» **REQUIRED ACTION**
In the data that follows, every line containing the word "jupyterlab" should be returned.

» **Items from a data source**

##############################

PR #57, opened 2019-10-31
image: Cuda 10.0 Tensorflow 1.14

### LINKED ISSUE #19: create a base tensorflow image
It should be based on the cuda image and:

- [ ] install tensorflow
- [ ] install the tensorboard jupyter extension

cc @nperraud

pameladelgado:
This PR provides a Renku image for Cuda 10.0 with Tensorflow 1.14
To test:
1. Go to https://limited.renku.ch/projects/51/launchNotebook 
2. Launch a notebook from the latest commit with GPUs and 8GBs of memory
3. From the notebook open a console and execute `python test-tensorflow-gpu.py`

Expected result: the program runs without errors and that at least one GPU device is listed in the logs (similar to https://limited.renku.ch/gitlab/pameladelgado/test2/blob/master/logs-gpu-test/test-log-2gpus.txt)

Fixes partially #19 . Tensorboard comes with the image, but to be able to access it we need to do some port forwarding before running the notebook (https://www.tensorflow.org/tensorboard/tensorboard_in_notebooks)

Update: closes #19

### DIFF
--- a/Makefile
+++ b/Makefile
@@ -18,7 +18,8 @@
 
 extensions = \
 	r \
-	cuda-9.2
+	cuda-9.2 \
+	cuda-10.0-tensorflow-1.14
 
 DOCKER_PREFIX?=renku/singleuser
 DOCKER_LABEL?=latest
--- a/Makefile
+++ b/Makefile
@@ -18,8 +18,7 @@
 
 extensions = \
 	r \
-	cuda-9.2 
-	#cuda-10.0-tensorflow-1.14
+	cuda-9.2 cuda-10.0-tensorflow-1.14
 
 DOCKER_PREFIX?=renku/singleuser
 DOCKER_LABEL?=latest
--- a/Makefile
+++ b/Makefile
@@ -18,8 +18,8 @@
 
 extensions = \
 	r \
-	cuda-9.2 \
-	cuda-10.0-tensorflow-1.14
+	cuda-9.2 
+	#cuda-10.0-tensorflow-1.14
 
 DOCKER_PREFIX?=renku/singleuser
 DOCKER_LABEL?=latest
--- a/docker/cuda-10.0-tensorflow-1.14/Dockerfile
+++ b/docker/cuda-10.0-tensorflow-1.14/Dockerfile
@@ -1,0 +1,84 @@
+ARG BASE_IMAGE=renku/singleuser:latest
+FROM $BASE_IMAGE
+
+LABEL maintainer="Swiss Data Science Center <info@datascience.ch>"
+
+## cuda base
+## from https://gitlab.com/nvidia/cuda/blob/ubuntu18.04/10.0/base/Dockerfile
+USER root
+RUN apt-get update && apt-get install -y --no-install-recommends gnupg2 curl ca-certificates && \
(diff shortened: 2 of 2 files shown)


rokroskar:
This issue might help with getting tensorboard to show up in the session: https://github.com/jupyterhub/jupyter-server-proxy/issues/41

ableuler:
> Tensorboard comes with the image, but to be able to access it we need to do some port forwarding before running the notebook

Exposing the port for tensorboard might be tricky. The jupyterlab servers are exposes through the jupyterhub proxy. I don't think that this one can be configured to forward other ports than `http`, or can it?

rokroskar:
This is what the jupyter server proxy can be used for - see here: https://jupyter-server-proxy.readthedocs.io/en/latest/server-process.html

ableuler:
> This is what the jupyter server proxy can be used for - see here: https://jupyter-server-proxy.readthedocs.io/en/latest/server-process.html

Sorry, had not seen your response before typing mine (pretty sure it didn't load automatically).

rokroskar:
@pameladelgado did you have a look at https://github.com/lspvic/jupyter_tensorboard ?

pameladelgado:
> @pameladelgado did you have a look at https://github.com/lspvic/jupyter_tensorboard ?

I did not try this, but again this seems to need some port forwarding for port `8888` (https://github.com/lspvic/jupyter_tensorboard#use-jupyter-tensorboard-in-docker-containers) that, if I understand correctly, should be done when the notebook is launched

pameladelgado:
oh wait. I'm just also catching up with your comments :)

rokroskar:
that's the standard jupyter port that is already proxied.

ableuler:
> @pameladelgado did you have a look at https://github.com/lspvic/jupyter_tensorboard ?

That alone didn't do the job, but together with the [corresponding extension for jupyterlab](https://github.com/chaoleili/jupyterlab_tensorboard) which relies on the above one things seem to work. The image is available on dockerhub as `ableuler/singleuser-cuda-10.0-tensorflow-1.14`.

rokroskar:
btw, this runs the image and includes an example notebook: https://limited.renku.ch/projects/18/

rokroskar:
we should probably also build a version with TF 2.0 though

pameladelgado:
> we should probably also build a version with TF 2.0 though

Yes, but I think we can do another image for that. Some of our users explicity wanted 1.14.

rokroskar:
Sure, I suppose it would be best to parametrize the tensorflow version in the `Dockerfile` if possible. Then we can include the TF versions in the build matrix.

pameladelgado:
> Sure, I suppose it would be best to parametrize the tensorflow version in the `Dockerfile` if possible. Then we can include the TF versions in the build matrix.

That would be good, we can do another PR for that and maybe do the same for the python image?

rokroskar:
Shouldn't we pin the cuda version? Now it's set to `>= 10` which is different from `10.0`.

pameladelgado:
> Shouldn't we pin the cuda version? Now it's set to `>= 10` which is different from `10.0`.

It's pinned as part of the image build, see line 16
https://github.com/SwissDataScienceCenter/renku-jupyter/pull/57/files#diff-3607aedaef5ba4bc4eaf64b4d536a139R16

rokroskar:
ah ok great, then 👍

PR #59, opened 2019-11-05
added vim to Dockerfile and symlink for R in entrypoints

### LINKED ISSUE #56: add vim to base R docker image
As an RStudio user who wants to use git via the terminal in jupyterlab (as opposed to the gui git interface provided by RStudio), it would be nice to have vim installed in the image.

emmjab:
For the R template, vim was missing, and there was no symlink to the project files from the RStudio interface. Both of these were added & tested here: https://renkulab.io/projects/1176/files

Fixes #56

### DIFF
--- a/docker/r/Dockerfile
+++ b/docker/r/Dockerfile
@@ -38,7 +38,8 @@ RUN apt-get update --fix-missing && \
         libsm6 \
         libxext6 \
         libxrender1 \
-        wget && \
+        wget \
+        vim && \
     apt-get purge && \
     apt-get clean && \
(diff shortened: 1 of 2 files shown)


rokroskar:
Shouldn't the git setup be the default for all images (i.e. also the python one)?

emmjab:
@rokroskar : yeah I agree we should standardize between all the images; the way it's done in the base (python) image is that there's that other file -- the `git-config.bashrc`. I thought when we were originally making the R image we had problems with however it was done in the python proj, but I can check.

PR #63, opened 2019-11-26
Updated tags travis deploy

pameladelgado:
After adding 
```
branches:
  only:
    - master
```
travis is not accepting requests of tags for deployment.
The current configuration is equivalent to https://github.com/SwissDataScienceCenter/renku-graph/blob/master/.travis.yml which works.

### DIFF
--- a/.travis.yml
+++ b/.travis.yml
@@ -51,14 +51,15 @@ script:
   - make all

##############################

» **EXERCISE SOLUTION**
Exposing the port for tensorboard might be tricky. The jupyterlab servers are exposes through the jupyterhub proxy. I don't think that this one can be configured to forward other ports than `http`, or can it?
That alone didn't do the job, but together with the [corresponding extension for jupyterlab](https://github.com/chaoleili/jupyterlab_tensorboard) which relies on the above one things seem to work. The image is available on dockerhub as `ableuler/singleuser-cuda-10.0-tensorflow-1.14`.
As an RStudio user who wants to use git via the terminal in jupyterlab (as opposed to the gui git interface provided by RStudio), it would be nice to have vim installed in the image.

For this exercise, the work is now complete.